Dataset records:

Issue #3023, opened 2019-09-03
add unzip to Functor


julien-truffaut:
what do you think about adding

```scala
trait Functor[F[_]]{
  def unzip[A, B](fab: F[(A, B)]): (F[A], F[B]) = (fab.map(_._1), fab.map(_._2))
}
```

potentially we could have optimised version per type

reference https://hackage.haskell.org/package/base-4.12.0.0/docs/Data-List-NonEmpty.html#v:unzip

gagandeepkalra:
Is it okay if I pick this up?

stremlenye:
Wouldn't the implementation @julien-truffaut proposed invoke computation twice for the effect `F[_]`?

kubukoz:
Also concerned about this. This would probably be fine in Foldable, but for effects it'll require evaluating twice or break referential transparency.

LukaJCB:
We could call it `unzipDuplicate` or something to make this clear from the naming. WDYT? :)

kubukoz:
I'd probably like it more with a comment than that name tbh 😆 let's see what others think

kailuowang:
The effect duplication seems pretty obvious in type (2 `F[A]`s out) to me. I agree that if we want to add a note a comment will suffice.

joroKr21:
I don't think there is a way to unzip an effect without running it twice unless we do some memoization, but that's cats-effect territory.

kubukoz:
@joroKr21 even in cats-effect memoization without an additional effect breaks RT.

joroKr21:
Yes you would have to return `F(F[A], F[B])` which defeats the purpose.

gagandeepkalra:
PR merged, closing this now, thanks everyone :)

PR #3062, opened 2019-09-14
add unzip to Functor

gagandeepkalra:
addresses https://github.com/typelevel/cats/issues/3023


gagandeepkalra:
I need some help with this weird compiler situation

> [error] /home/travis/build/typelevel/cats/core/src/main/scala/cats/Functor.scala:56:21: not found: type A
[error]   def widen[A, B >: A](fa: F[A]): F[B] = fa.asInstanceOf[F[B]]
[error]                     ^
[error] /home/travis/build/typelevel/cats/core/src/main/scala/cats/Functor.scala:12:2: type arguments [C,B] do not conform to method widen's type parameter bounds [A,B >: A]
[error] @typeclass trait Functor[F[_]] extends Invariant[F] { self =>
[error]  ^
[error] two errors found

the current version won't compile, but if I just introduce a dummy parameter to unzip method, it works just fine. 

> def unzip[A, B](dummy: Int, fab: F[(A, B)]): (F[A], F[B]) = (map(fab)(_._1), map(fab)(_._2))

oleg-py:
@gagandeepkalra looks like an issue with Simulacrum-generated extension method (from `@typeclass` annotation.

Annotating `unzip` with `@noop` helps too, and I think we have to do it anyway for bincompat reasons.

gagandeepkalra:
> Annotating `unzip` with `@noop` helps too, and I think we have to do it anyway for bincompat reasons.

@oleg-py yes thank you, this fixes the compilation. I'm not so sure of the bincompat, I still get this error

> [error]  * method unzip(java.lang.Object)scala.Tuple2 in trait cats.Functor is present only in current version
[error]    filter with: ProblemFilters.exclude[[ReversedMissingMethodProblem]]("cats.Functor.unzip")
[error] java.lang.RuntimeException: Cats core: Binary compatibility check failed!

compiler suggested I add the above line to build.sbt, so I did, but I'm not sure this is the right way.

gagandeepkalra:
@LukaJCB @kailuowang some eyes on this one please

kailuowang:
Sorry I just realized the review comments I left earlier was in pending status and not actually posted. I suggested that it's odd that the mima bin compat check failed. I am curious, have you merged in the master?

gagandeepkalra:
@kailuowang @oleg-py I updated the method signature.

`def unzip[A, A1, A2](fab: F[A])(implicit asPair: A => (A1, A2)): (F[A1], F[A2])` 

This fixed the Simulacrum error, we won't need `@noop` now.

kailuowang:
> `def unzip[A, A1, A2](fab: F[A])(implicit asPair: A => (A1, A2)): (F[A1], F[A2])`

If I am not mistaken this relies on the implicit `$comply` in `Predef`. I am not familiar with this approach. But at the very least, it obscures the type signature.  Can you confirm again that the original version proposed in the issue breaks bincompat after you merged in master?

gagandeepkalra:
> But at the very least, it obscures the type signature.

yes, agreed. I was trying to avoid using `@noop` here, since we no longer need it for bincompat reasons, which got fixed with the recent master as you suggested.

travisbrown:
This looks fine to me.

gagandeepkalra:
Thank you everyone

yangzai:
(accidentally closed and reopened pr with an incomplete comment...)


@travisbrown As I was saying, the original attempt was a direct fix in the Functor trait that work with Simulacrum so it would be slightly beneficial if the intention is to move as much back to a single typeclass/trait when bincompat isn't an issue. However, having `FunctorTupleOps` per complex shape like `F[(A, B)]` seems like a defacto convention you would want to keep to. Let me know your thoughts.

On a side note regarding https://github.com/typelevel/cats/pull/3062#issuecomment-535743466 , having the type signature of `widen` changed to something like
```scala
  def widen[A, B: A <:< *](fa: F[A]): F[B] = fa.asInstanceOf[F[B]]
```
would fix(i.e. not require `@noop` for `unzip`) but that would break bincompat. Just an interesting note.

**Problem requirements:** All lines of the data above must be returned exactly.

**Exercise response:**
Issue #3023, opened 2019-09-03
add unzip to Functor


julien-truffaut:
what do you think about adding

```scala
trait Functor[F[_]]{
  def unzip[A, B](fab: F[(A, B)]): (F[A], F[B]) = (fab.map(_._1), fab.map(_._2))
}
```

potentially we could have optimised version per type

reference https://hackage.haskell.org/package/base-4.12.0.0/docs/Data-List-NonEmpty.html#v:unzip

gagandeepkalra:
Is it okay if I pick this up?

stremlenye:
Wouldn't the implementation @julien-truffaut proposed invoke computation twice for the effect `F[_]`?

kubukoz:
Also concerned about this. This would probably be fine in Foldable, but for effects it'll require evaluating twice or break referential transparency.

LukaJCB:
We could call it `unzipDuplicate` or something to make this clear from the naming. WDYT? :)

kubukoz:
I'd probably like it more with a comment than that name tbh 😆 let's see what others think

kailuowang:
The effect duplication seems pretty obvious in type (2 `F[A]`s out) to me. I agree that if we want to add a note a comment will suffice.

joroKr21:
I don't think there is a way to unzip an effect without running it twice unless we do some memoization, but that's cats-effect territory.

kubukoz:
@joroKr21 even in cats-effect memoization without an additional effect breaks RT.

joroKr21:
Yes you would have to return `F(F[A], F[B])` which defeats the purpose.

gagandeepkalra:
PR merged, closing this now, thanks everyone :)

PR #3062, opened 2019-09-14
add unzip to Functor

gagandeepkalra:
addresses https://github.com/typelevel/cats/issues/3023


gagandeepkalra:
I need some help with this weird compiler situation

> [error] /home/travis/build/typelevel/cats/core/src/main/scala/cats/Functor.scala:56:21: not found: type A
[error]   def widen[A, B >: A](fa: F[A]): F[B] = fa.asInstanceOf[F[B]]
[error]                     ^
[error] /home/travis/build/typelevel/cats/core/src/main/scala/cats/Functor.scala:12:2: type arguments [C,B] do not conform to method widen's type parameter bounds [A,B >: A]
[error] @typeclass trait Functor[F[_]] extends Invariant[F] { self =>
[error]  ^
[error] two errors found

the current version won't compile, but if I just introduce a dummy parameter to unzip method, it works just fine. 

> def unzip[A, B](dummy: Int, fab: F[(A, B)]): (F[A], F[B]) = (map(fab)(_._1), map(fab)(_._2))

oleg-py:
@gagandeepkalra looks like an issue with Simulacrum-generated extension method (from `@typeclass` annotation.

Annotating `unzip` with `@noop` helps too, and I think we have to do it anyway for bincompat reasons.

gagandeepkalra:
> Annotating `unzip` with `@noop` helps too, and I think we have to do it anyway for bincompat reasons.

@oleg-py yes thank you, this fixes the compilation. I'm not so sure of the bincompat, I still get this error

> [error]  * method unzip(java.lang.Object)scala.Tuple2 in trait cats.Functor is present only in current version
[error]    filter with: ProblemFilters.exclude[[ReversedMissingMethodProblem]]("cats.Functor.unzip")
[error] java.lang.RuntimeException: Cats core: Binary compatibility check failed!

compiler suggested I add the above line to build.sbt, so I did, but I'm not sure this is the right way.

gagandeepkalra:
@LukaJCB @kailuowang some eyes on this one please

kailuowang:
Sorry I just realized the review comments I left earlier was in pending status and not actually posted. I suggested that it's odd that the mima bin compat check failed. I am curious, have you merged in the master?

gagandeepkalra:
@kailuowang @oleg-py I updated the method signature.

`def unzip[A, A1, A2](fab: F[A])(implicit asPair: A => (A1, A2)): (F[A1], F[A2])` 

This fixed the Simulacrum error, we won't need `@noop` now.

kailuowang:
> `def unzip[A, A1, A2](fab: F[A])(implicit asPair: A => (A1, A2)): (F[A1], F[A2])`

If I am not mistaken this relies on the implicit `$comply` in `Predef`. I am not familiar with this approach. But at the very least, it obscures the type signature.  Can you confirm again that the original version proposed in the issue breaks bincompat after you merged in master?

gagandeepkalra:
> But at the very least, it obscures the type signature.

yes, agreed. I was trying to avoid using `@noop` here, since we no longer need it for bincompat reasons, which got fixed with the recent master as you suggested.

travisbrown:
This looks fine to me.

gagandeepkalra:
Thank you everyone

yangzai:
(accidentally closed and reopened pr with an incomplete comment...)


@travisbrown As I was saying, the original attempt was a direct fix in the Functor trait that work with Simulacrum so it would be slightly beneficial if the intention is to move as much back to a single typeclass/trait when bincompat isn't an issue. However, having `FunctorTupleOps` per complex shape like `F[(A, B)]` seems like a defacto convention you would want to keep to. Let me know your thoughts.

On a side note regarding https://github.com/typelevel/cats/pull/3062#issuecomment-535743466 , having the type signature of `widen` changed to something like
```scala
  def widen[A, B: A <:< *](fa: F[A]): F[B] = fa.asInstanceOf[F[B]]
```
would fix(i.e. not require `@noop` for `unzip`) but that would break bincompat. Just an interesting note.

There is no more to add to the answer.